И Муха, и Жёвка сжались, как будто само название хлестнуло их страхом. Обводный канал не представлялся богатым достаточно мощной естественной преградой, такой как Нева, и в стародавние времена там был построен Забор. Строили под патронажем Академии наук, тогда еще существовавшей. Учёные — это такие люди, которые, хотите вы того или нет, непременно что-нибудь изобретут и откроют.
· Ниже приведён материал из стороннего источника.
PR #431, opened 2025-05-28
Add ncruces/go-sqlite3 support

ncruces:
As discussed on Reddit, and as a first approximation, this is what should be required to support my driver.

What's the simplest, but still realistic, way to test this? I ask because my driver has a few peculiarities, and I'd like to be sure I'm not messing anything up.

The one that matters the most here, is that the driver is split into 3 packages:
- [`github.com/ncruces/go-sqlite3`](https://pkg.go.dev/github.com/ncruces/go-sqlite3) wraps the [C SQLite API](https://sqlite.org/cintro.html) - this is needed for the `sqlite3.Error` type
- [`github.com/ncruces/go-sqlite3/driver`](https://pkg.go.dev/github.com/ncruces/go-sqlite3/driver) registers the `database/sql` driver
- [`github.com/ncruces/go-sqlite3/embed`](https://pkg.go.dev/github.com/ncruces/go-sqlite3/embed) embeds/links SQLite into your application

You don't need to import `driver` or `embed` everywhere in your project, and in fact I'd argue if you're creating (or in this case generating) a library you _shouldn't_ import them at all.

The reason is that, e.g., for the `embed` package in particular, you may decide to embed/link a modified SQLite build. I have an [alternative package](https://github.com/ncruces/go-sqlite3/tree/main/embed/bcw2#embeddable-wasm-build-of-sqlite) that includes "experimental" SQLite features, Alex [publishes](https://alexgarcia.xyz/sqlite-vec/go.html#ncruces) another one that supports vector search, etc.

It's up to the final end user which build of SQLite they want to link with, and they can decide by importing the correct package in the `main.go` of their application (or some other place where it makes sense).

I'm sorry if this over complicates things.

### DIFF
--- a/gen/bobgen-sqlite/driver/sqlite_test.go
+++ b/gen/bobgen-sqlite/driver/sqlite_test.go
@@ -136,7 +136,7 @@ func TestAssembleSQLite(t *testing.T) {
 
 	config := Config{
 		Config: helpers.Config{
-			Dsn: mainDB.Name() + "?_pragma=foreign_keys(1)&_pragma=busy_timeout(10000)",
+			Dsn: "file:" + mainDB.Name() + "?_pragma=foreign_keys(1)&_pragma=busy_timeout(10000)",
 		},
 		Attach: map[string]string{"one": oneDB.Name()},
 	}
@@ -172,6 +172,10 @@ func testSQLiteDriver(t *testing.T, config Config) {
 		{
 			name:       "modernc",
 			driverName: "modernc.org/sqlite",
+		},
+		{
+			name:       "ncruces",
+			driverName: "github.com/ncruces/go-sqlite3",
 		},
 	}
 
--- a/CHANGELOG.md
+++ b/CHANGELOG.md
@@ -10,6 +10,7 @@ and this project adheres to [Semantic Versioning](https://semver.org/spec/v2.0.0
 ### Added
 
 - Added the `drivers/pgx` package which contains types and functions to use a `pgx/v5` connection as a `bob.Executor`.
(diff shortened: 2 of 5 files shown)


stephenafamo:
Right now, the way to test would be to setup a project locally, generate code for an example schema (that includes unique constraints) and then run the generated tests.

You will have to supply a `testDB` so that the tests requiring a database connection are not skipped.  
You can use `test/gen/templates/database.bob_test.go.tpl` as an example, but this template is only added during tests.

I should extend the tests to run for each driver combination, right now it only runs for the default drivers.

Speaking of, I'm not sure if your driver supports attaching databases and how that should ideally be done.

gen/bobgen-sqlite/driver/sqlite_test.go
```diff
@@ -136,7 +136,7 @@ func TestAssembleSQLite(t *testing.T) {
 
 	config := Config{
 		Config: helpers.Config{
-			Dsn: mainDB.Name() + "?_pragma=foreign_keys(1)&_pragma=busy_timeout(10000)",
+			Dsn: "file:" + mainDB.Name() + "?_pragma=foreign_keys(1)&_pragma=busy_timeout(10000)",
```
ncruces, line 139: My driver is perhaps too strict, but it follows [SQLite in requiring the `file:` scheme](https://sqlite.org/uri.html#uri_format):
> The scheme is always required. (...) The scheme of the URI must be "file:".

Also [here](https://www.sqlite.org/c3ref/open.html#:~:text=URI%20Filenames,-If%20URI%20filename):
> If [URI filename](https://www.sqlite.org/uri.html) interpretation is enabled, and the filename argument begins with "file:" (...)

Строители Забора тоже изобрели — какие-то излучатели, какие-то поля высокого напряжения. Фольклор (единственное, что осталось от проекта) сохранил легенды о шедших в обе стороны взрывах, мутациях, зонах и подобном. Всё было сделано по науке, поэтому вышла такая дрянь. В городе объявили вне закона всех физиков, с Забором кое-как справились, но до сих пор (сколько же лет прошло? двести? триста?) это слово излучало сосредоточенное угрюмое зло. Анархисты как-то снарядили на Обводный экспедицию — и те, кто вернулся, перестали быть анархистами и записались в профсоюзы. По крайней мере, так рассказывали, когда я учился в школе.
— У тётки огород! Плантари, трафик, всё завязано! — крикнул Жёвка, превозмогая жадностью страх.
Волшебное слово «Огород» возымело действие. Муха — не настолько аморальный, чтобы презирать богатство, успех, достойную старость — из любой грязи благоговейно поднимал любую сплетню о людях, начавших с пары грядок и бодрой ногой шагнувших в нувориши. Кто-то допускался к объедкам со стола, а кто-то и к самому столу, но разве это было главное? Огород мог быть огромной плантацией в чужом краю или робкой делянкой на ближайшей окраине, но их владельцы одинаково расправляли плечи: хозяева весёлых пространств, засеянных коноплёй и маком, полей и полянок, на которых росли мечты и деньги. Золотые сны и настоящее золото.
— Всё на свете принадлежит кому-то другому, — заметил Муха. И вполпьяна, в шутку, не сомневаясь в том, что никуда не поедем, мы сели разрабатывать план путешествия.